The real (wild) roses in your garden will not cause any problems in this regard, so proceed as follows:

  • You cut cuttings from the shoots of the current season in late summer.
  • Perfect cuttings result in the thickest, healthy and already completely woody shoot that should be about the length of a pencil.
  • The lower leaves of these cuttings are removed, leaving a few leaves on the branch at the top.
  • The cuttings are put into the ground in a protected and shady location to just below the leaf base.
  • Gladly quite deep into the earth, at least two thirds of the way, at the top only the leaves have to look out.
  • Now the cuttings are simply left to their own devices over the winter and the first roots should have formed in the next spring.
  • You can tell by the fact that the cutting begins to drift; if it doesn’t, you should wait another year.
  • Waiting is particularly recommended for rare roses, it can often happen that a cutting is a little slow.
  • If shoots appear in the upper area, these are also pinched several times to encourage branching.
  • Towards the end of the season, the new roses can then be planted in their final location.

Even if the creation of new roses by cuttings is not breeding, but only pure reproduction (here you are cloning the mother plant), this reproduction is only permitted for private purposes. You are not allowed to open a rose trade with it, because almost every type of rose is protected as a variety, and the breeders watch carefully whether someone wants to make illegal profit from their breeding success.

Safe rose propagation by cuttings is also possible with every hybrid rose, even if it is probably not the type of propagation you have in mind: These hybrids are grafted onto the roots of another rose variety, and this so-called rootstock is usually a robust wild rose. If you take cuttings from this base, you can reproduce your hybrid roses without any problems, all you get is a wild rose …

Convert rose hybrids back into true-root roses by cuttings

If you can pull cuttings from the varieties in the upper range of a hybrid rose into rose plants, you have transformed a grafted rose back into a true-root rose.

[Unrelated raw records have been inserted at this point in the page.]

PR #2977, opened 2024-07-18
fix(rwx): workload pod hangs after node reboot

c3y1huang:

Issue longhorn/longhorn#9014, longhorn/longhorn#9022

Fix AreAllRWXVolumesDetached to check if there are no more Longhorn VolumeAttachment for the RWX volumes.

`None`

- https://github.com/longhorn/longhorn/issues/9022#issuecomment-2234423678

### DIFF
--- a/controller/setting_controller.go
+++ b/controller/setting_controller.go
@@ -323,11 +323,20 @@ func (sc *SettingController) syncDangerZoneSettingsForManagedComponents(settingN
 				return err
 			}
 		case types.SettingNameStorageNetwork:
-			fnAreAllVolumeDetached := func() (bool, error) {
-				isDetached, _, err := sc.ds.AreAllVolumesDetached(longhorn.DataEngineTypeAll)
-				return isDetached, err
+			funcPreupdate := func() error {
+				detached, _, err := sc.ds.AreAllVolumesDetached(longhorn.DataEngineTypeAll)
+				if err != nil {
+					return errors.Wrapf(err, "failed to check volume detachment for %v setting update", types.SettingNameStorageNetwork)
+				}
+
+				if !detached {
+					return &types.ErrorInvalidState{Reason: fmt.Sprintf("failed to apply %v setting to Longhorn components when there are attached volumes. It will be eventually applied", types.SettingNameStorageNetwork)}
+				}
+
+				return nil
 			}
-			if err := sc.updateCNI(fnAreAllVolumeDetached); err != nil {
+
+			if err := sc.updateCNI(funcPreupdate); err != nil {
 				return err
 			}
 		}
@@ -341,15 +350,27 @@ func (sc *SettingController) syncDangerZoneSettingsForManagedComponents(settingN
 	if slices.Contains(dangerSettingRequiringRWXVolumesDetached, settingName) {
 		switch settingName {
 		case types.SettingNameStorageNetworkForRWXVolumeEnabled:
-			if err := sc.updateCNI(sc.ds.AreAllRWXVolumesDetached); err != nil {
-				return err
+			funcPreupdate := func() error {
+				detached, err := sc.ds.AreAllRWXVolumesDetached()
+				if err != nil {
+					return errors.Wrapf(err, "failed to check volume detachment for %v setting update", types.SettingNameStorageNetworkForRWXVolumeEnabled)
+				}
+				if !detached {
+					return &types.ErrorInvalidState{Reason: fmt.Sprintf("failed to apply %v setting to Longhorn components when there are attached volumes. It will be eventually applied", types.SettingNameStorageNetworkForRWXVolumeEnabled)}
+				}
+
+				// Perform cleanup of the share manager Service
+				// This is to allow the creation of the correct Service
+				// and Endpoint when switching between cluster network
+				// and storage network.
+				if err := sc.cleanupShareManagerServiceAndEndpoints(); err != nil {
+					return err
+				}
+
+				return nil
 			}
 
-			// Perform cleanup of the share manager Service
-			// This is to allow the creation of the correct Service
-			// and Endpoint when switching between cluster network
-			// and storage network.
-			if err := sc.cleanupShareManagerServiceAndEndpoints(); err != nil {
+			if err := sc.updateCNI(funcPreupdate); err != nil {
 				return err
 			}
 		}
@@ -955,7 +976,7 @@ func (sc *SettingController) cleanupShareManagerServiceAndEndpoints() error {
 }
 
 // updateCNI deletes all system-managed data plane components immediately with the updated CNI annotation.
-func (sc *SettingController) updateCNI(fnCheckVolumeDetached func() (bool, error)) error {
+func (sc *SettingController) updateCNI(funcPreupdate func() error) error {
 	storageNetwork, err := sc.ds.GetSettingWithAutoFillingRO(types.SettingNameStorageNetwork)
 	if err != nil {
 		return err
@@ -985,12 +1006,9 @@ func (sc *SettingController) updateCNI(fnCheckVolumeDetached func() (bool, error
 		return nil
 	}
 
-	detached, err := fnCheckVolumeDetached()
+	err = funcPreupdate()
 	if err != nil {
-		return errors.Wrapf(err, "failed to check volume detachment for %v setting update", types.SettingNameStorageNetwork)
-	}
-	if !detached {
-		return &types.ErrorInvalidState{Reason: fmt.Sprintf("failed to apply %v setting to Longhorn components when there are attached volumes. It will be eventually applied", types.SettingNameStorageNetwork)}
+		return err
 	}
 
 	for _, daemonSet := range incorrectCNIDaemonSets {
--- a/datastore/longhorn.go
+++ b/datastore/longhorn.go
@@ -490,11 +490,26 @@ func (s *DataStore) ValidateV2DataEngineEnabled(dataEngineEnabled bool) (ims []*
 }
 
 func (s *DataStore) AreAllRWXVolumesDetached() (bool, error) {
-	pods, err := s.ListShareManagerPodsRO("")
+	volumes, err := s.ListVolumesRO()
 	if err != nil {
 		return false, err
 	}
-	return len(pods) == 0, nil
+	for _, volume := range volumes {
+		if volume.Spec.AccessMode != longhorn.AccessModeReadWriteMany {
+			continue
+		}
+
+		volumeAttachment, err := s.GetLHVolumeAttachmentByVolumeName(volume.Name)
+		if err != nil && !apierrors.IsNotFound(err) {
+			return false, err
+		}
+
+		if volumeAttachment != nil && len(volumeAttachment.Spec.AttachmentTickets) > 0 {
+			return false, nil
+		}
+	}
+
+	return true, nil
 }
 
 func (s *DataStore) AreAllVolumesDetached(dataEngine longhorn.DataEngineType) (bool, []*longhorn.InstanceManager, error) {


datastore/longhorn.go
```diff
@@ -490,11 +490,26 @@ func (s *DataStore) ValidateV2DataEngineEnabled(dataEngineEnabled bool) (ims []*
...
+		}
+
+		volumeAttachment, err := s.GetLHVolumeAttachmentByVolumeName(volume.Name)
+		if err != nil && !apierrors.IsNotFound(err) {
+			return false, err
+		}
+
+		if volumeAttachment != nil {
+			return false, nil
+		}
```
PhanLe1010, line 509: We always has VA object for every volume. Perhaps you was intended to check if the VA.Spec.AttachmentTickets empty or not?

PhanLe1010 (commented):
Can we also use the `setting.Status.Applied` field to check if the setting has changed? Then we only attempt the service deletion logic if we the setting has changed?

Ref:
```
kind: Setting
metadata:
  annotations:
    longhorn.io/configmap-resource-version: "4374"
  creationTimestamp: "2024-07-17T00:40:23Z"
  generation: 1
  name: storage-network-for-rwx-volume-enabled
  namespace: longhorn-system
  resourceVersion: "8963"
  uid: 61da6942-5d8e-4817-b671-9cae0ed48700
status:
  applied: true
value: "false"
```

datastore/longhorn.go
```diff
@@ -490,11 +490,26 @@ func (s *DataStore) ValidateV2DataEngineEnabled(dataEngineEnabled bool) (ims []*
...
+
+		volumeAttachment, err := s.GetLHVolumeAttachmentByVolumeName(volume.Name)
+		if err != nil && !apierrors.IsNotFound(err) {
+			return false, err
+		}
+
+		if volumeAttachment != nil &&volumeAttachment.Spec.AttachmentTickets != nil {
+			return false, nil
+		}
```
PhanLe1010, line 509:
```suggestion
		if volumeAttachment != nil && len(volumeAttachment.Spec.AttachmentTickets) > 0 {
			return false, nil
		}
```

PhanLe1010 (commented):
I am not fully understand the full logic for setting.Status.Applied. Do you have full understand? Like user switch the setting value, where do we clear the setting.Status.Applied ?

mantissahz:
>I am not fully understand the full logic for setting.Status.Applied. Do you have full understand? Like user switch the setting value, where do we clear the setting.Status.Applied ?

`setting.Status.Applied` will be true only when the setting controller walks through syncSetting without errors. (Modifying Danger Zone settings with volumes attaching will return an error.)

https://github.com/longhorn/longhorn-manager/blob/b615732bc75d5513a7f3289a667af1f06a55af1d/controller/setting_controller.go#L238-L248
Therefore `setting.Status.Applied` will always be `False` if there are volumes attached for danger zone settings that have been modified.
And users need to reapply the changes to Danger Zone settings modified (or wait an hour for the default reconciling period of the setting controller) after all volumes are detached to reconcile the setting status.

PhanLe1010:
I am thinking that the current logic looks a bit off to me:
1. Initially `setting.Status.Applied` is false
1. It is updated to `true` after the first sync
1. When it is synced again, if there is an ETCD error, it is updated back to false (eventhough we already applied the setting?)

I am thinking about this design:

1. When someone update the setting CR, webhook update the `setting.Status.Applied` to false because setting has new value
1. Setting controller try to take some action (in your case it is deleting the RWX service) only if the `setting.Status.Applied`  is `false`
1. Setting controller set `setting.Status.Applied` to `true` if that action was successful
1. Setting controller nerver set `setting.Status.Applied` to `false`. It is not the responsibiliity of setting controller to set it to `false`

WDYT @mantissahz @c3y1huang ?

c3y1huang:
https://github.com/longhorn/longhorn-manager/blob/v1.7.0-rc1/controller/setting_controller.go#L239-L240

It will be updated to true when the sync returned error is nil.
So for the storage-network settings, after the CNI is updated, the setting should be applied (first reconcile). and the setting will be queued again due to the change and it will run through the same logic, and then the Service and Endpoint should be cleaned up in the second reconcile queue.

> I am thinking that the current logic looks a bit off to me:
> 
> 1. Initially `setting.Status.Applied` is false
> 2. It is updated to `true` after the first sync
> 3. When it is synced again, if there is an ETCD error, it is updated back to false (eventhough we already applied the setting?)
> 
> I am thinking about this design:
> 
> 1. When someone update the setting CR, webhook update the `setting.Status.Applied` to false because setting has new value
> 2. Setting controller try to take some action (in your case it is deleting the RWX service) only if the `setting.Status.Applied`  is `false`
> 3. Setting controller set `setting.Status.Applied` to `true` if that action was successful
> 4. Setting controller nerver set `setting.Status.Applied` to `false`. It is not the responsibiliity of setting controller to set it to `false`
> 
> WDYT @mantissahz @c3y1huang ?

How will this resolve the case when the CNI is already updated but the Service and Endpoint cleanup failed case?
1. `setting.Status.Applied` is false.
1. CNI updated successful.
1. Service and Endpoint cleaning up failed.
1. `setting.Status.Applied` remains false and it doesn't get queued again during the default reconciling period.

For the PR I think we can requeue when the cleanup failed instead of returning error. This way the `setting.Status.Applied` won't get updated to false.

What do you think @PhanLe1010 @mantissahz ?

mantissahz:
>I am thinking about this design:
>1. When someone update the setting CR, webhook update the `setting.Status.Applied` to `false` >because setting has new value
>2. Setting controller try to take some action (in your case it is deleting the RWX service) only if the `setting.Status.Applied` is `false`
>3. Setting controller set `setting.Status.Applied` to true if that action was successful
>4. Setting controller nerver set `setting.Status.Applied` to `false`. It is not the responsibiliity of setting controller to set it to `false`

It is more clear and simple than the current implementation and I think we can have this improvement but does it still have the same issue you mentioned (When it is synced again, if there is an ETCD error, it is updated back to false (eventhough we already applied the setting?))?

> move the cleanup logic before CNI update so it gets handled first. (preferred)
> - Check are all RWX volumes are detached. If not, return an error. (Applied = false)
> - Cleanup Service and Endpoint. If failed, return an error (Applied = false)
> - Update CNI. If failed, return the error (Applied = false)

I prefer this one because `Applied` should be `false` if the cleanup of Service and Endpoint is a part of reconciling the `SettingNameStorageNetworkForRWXVolumeEnabled` setting and it failed.

c3y1huang:
Test WIP.

controller/setting_controller.go
```diff
@@ -323,11 +323,16 @@ func (sc *SettingController) syncDangerZoneSettingsForManagedComponents(settingN
...
-			fnAreAllVolumeDetached := func() (bool, error) {
-				isDetached, _, err := sc.ds.AreAllVolumesDetached(longhorn.DataEngineTypeAll)
-				return isDetached, err
+			detached, _, err := sc.ds.AreAllVolumesDetached(longhorn.DataEngineTypeAll)
+			if err != nil {
+				return errors.Wrapf(err, "failed to check volume detachment for %v setting update", types.SettingNameStorageNetwork)
+			}
+
+			if !detached {
+				return &types.ErrorInvalidState{Reason: fmt.Sprintf("failed to apply %v setting to Longhorn components when there are attached volumes. It will be eventually applied", types.SettingNameStorageNetwork)}
```
ejweber, line 332: NIT: It looks like we will log this error every time the setting rereconciles, even if no changes are required. The previous implementation (and the other similar ones) checked whether there was anything in need of updating BEFORE checking if volumes were detached.

datastore/longhorn.go
```diff
@@ -490,11 +490,26 @@ func (s *DataStore) ValidateV2DataEngineEnabled(dataEngineEnabled bool) (ims []*
...
 	if err != nil {
 		return false, err
 	}
-	return len(pods) == 0, nil
+	for _, volume := range volumes {
+		if volume.Spec.AccessMode != longhorn.AccessModeReadWriteMany {
+			continue
+		}
+
+		volumeAttachment, err := s.GetLHVolumeAttachmentByVolumeName(volume.Name)
```
ejweber, line 502: As far as I can tell, this change will not help with https://github.com/longhorn/longhorn/issues/9022. The issue @PhanLe1010 and @james-munson are having (if I understand it properly) is that NFS clients still exist on the cluster trying to use the old ClusterIP. The `volumeattachment.longhorn.io` does not know anything about them. It is only concerned with the underlying Longhorn volume. In order to ensure all NFS clients are gone, I think we must look at `volumeattachment.storage.k8s.io` objects. Alternatively, do we trust the `volume.status.KubernetesStatus`? Reading through the code, I think it is the case that all RWX clients are gone if `lastPodRefAt != ""`. It indicates that we can no longer find any pods on the cluster that reference the volume. So either they have been successfully torn down or force deleted (in which case, all bets are off).

https://github.com/longhorn/longhorn-manager/blob/b615732bc75d5513a7f3289a667af1f06a55af1d/controller/kubernetes_pv_controller.go#L460-L467

ejweber (changes requested):
~It does not look to me like this set of changes addresses https://github.com/longhorn/longhorn/issues/9022. See my comments for details.~

datastore/longhorn.go
ejweber: Sorry, we can disregard this. I was confused, but @PhanLe1010 set me straight offline.

We actually DO create a `volumeattachment.longhorn.io` for every node attempting to use an RWX volume. In ADDITION, we have the one responsible for attaching the underlying volume to the share manager's node.

https://github.com/longhorn/longhorn-manager/blob/b615732bc75d5513a7f3289a667af1f06a55af1d/controller/volume_attachment_controller.go#L579-L583

If there are no attachment tickets, it means Kubernetes has issued ControllerUnpublishVolume RPCs for every node that had the volume RWX volume attached. It should only do this if NodeUnpublishVolume and NodeUnstageVolume RPCs have succeeded. These RPCs should clean up all active NFS clients.

PhanLe1010:
> How will this resolve the case when the CNI is already updated but the Service and Endpoint cleanup failed case?
> 1. `setting.Status.Applied` is false.
> 1. CNI updated successful.
> 1. Service and Endpoint cleaning up failed.
> 1. `setting.Status.Applied` remains false and it doesn't get queued again during the default reconciling period.

@c3y1huang when there is an error in the setting sync loop, we will re-queue setting CR automatically here https://github.com/longhorn/longhorn-manager/blob/b615732bc75d5513a7f3289a667af1f06a55af1d/controller/setting_controller.go#L210-L215 

> It is more clear and simple than the current implementation and I think we can have this improvement but does it still have the same issue you mentioned (When it is synced again, if there is an ETCD error, it is updated back to false (eventhough we already applied the setting?))?

@mantissahz In my proposal, setting controller should never update the `setting.Status.Applied` to `false`

However, my proposal at https://github.com/longhorn/longhorn-manager/pull/2977#issuecomment-2235117001 is violating the Kubernetes controller design pattern (the CR.Status should reflect the actual state of the world) because I propose that setting controller never update `setting.Status.Applied` to `false`. This was pointed out by @ejweber in the US syncup. So we are thinking of a new design like:
1. Create an interface function like: `func isSettingTakeEffect(settingName string, settingValue string) bool`. This function will check the actual state of the world (for example for the toleration setting, it check to see if all Longhorn components has correct toleration). Return true if the actual state of the world agree with the setting value 
2. Keep `setting.Status.Applied` meaning to reflect the current state of the world. I.E, set it to the value of `isSettingTakeEffect(settingName, settingValue)` 
3. Only try to apply the setting if `isSettingTakeEffect(settingName, settingValue)` is `false`

Also, I agree with @c3y1huang and @mantissahz that this isApplied logic should be handled in a different ticket. WDYT @ejweber @c3y1huang @mantissahz ?

For now the current PR LGTM

mantissahz:
>Also, I agree with @c3y1huang and @mantissahz that this `isApplied` logic should be handled in a different ticket. WDYT @ejweber @c3y1huang @mantissahz ?

Yes, I agree that we should discuss `isApplied` logic should be handled in a different ticket.

controller/setting_controller.go
c3y1huang: Good catch. Thank you.

derekbit:
> > Also, I agree with @c3y1huang and @mantissahz that this `isApplied` logic should be handled in a different ticket. WDYT @ejweber @c3y1huang @mantissahz ?
> 
> Yes, I agree that we should discuss `isApplied` logic in a different ticket.

@mantissahz Could you create a ticket for the improvement? Thank you.

derekbit (approved):

controller/setting_controller.go
```diff
@@ -323,11 +323,20 @@ func (sc *SettingController) syncDangerZoneSettingsForManagedComponents(settingN
...
-				isDetached, _, err := sc.ds.AreAllVolumesDetached(longhorn.DataEngineTypeAll)
-				return isDetached, err
+			funcPreupdate := func() error {
+				detached, _, err := sc.ds.AreAllVolumesDetached(longhorn.DataEngineTypeAll)
+				if err != nil {
+					return errors.Wrapf(err, "failed to check volume detachment for %v setting update", types.SettingNameStorageNetwork)
+				}
+
+				if !detached {
+					return &types.ErrorInvalidState{Reason: fmt.Sprintf("failed to apply %v setting to Longhorn components when there are attached volumes. It will be eventually applied", types.SettingNameStorageNetwork)}
```
derekbit, line 333: nit: We can generalize a package for errors with different type such InvalidState, NotFound and so on.

c3y1huang:
@merfigy backport v1.7.x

The fact that this very often doesn’t work has just been mentioned, but there are quite interesting exceptions. More and more gardeners are not big fans of the grafted roses, which are sensitive to the cold and susceptible to disease and then also bring the mushrooms into the rest of the garden and on the whole “are far too beautiful to be true”. That is why there are movements today that turn “grafted weaklings” back into real, natural roses, and because the whole thing started with grafting with tea hybrids, this re-transformation also begins with tea hybrids.

So in America you can z. B. already buy many non-rooted tea hybrids, and also many German rose breeders deal with the “root real” and also sell them. Accordingly, you could also try yourself to turn a grafted rose into a true-root rose again, and for the success of this project there is also an insider tip: some rose varieties should easily decide to put their roots back in the ground, and you should begin such a venture with these varieties. You can find these types of roses under the terms hybrid tea roses or flower roses with the following “surnames”:

  • Broceliande
  • Gloria Dei
  • Grey Dawn
  • Lavendula
  • Lilac Dawn
  • Mainz Carnival
  • Nimbus
  • Sterling Silver
  • Rhapsody in Blue

When you have managed to transform yourself back, you will often be pleased with the result. Many roses grow much better without roots, become bushier and overall more handsome than their roots on the ancestors.

Conclusion

Rose propagation through seeds and cuttings can simply serve to have more roses in the garden. But it can also do a lot more, depending on the type of rose propagation you can even call yourself the breeder of the new rose.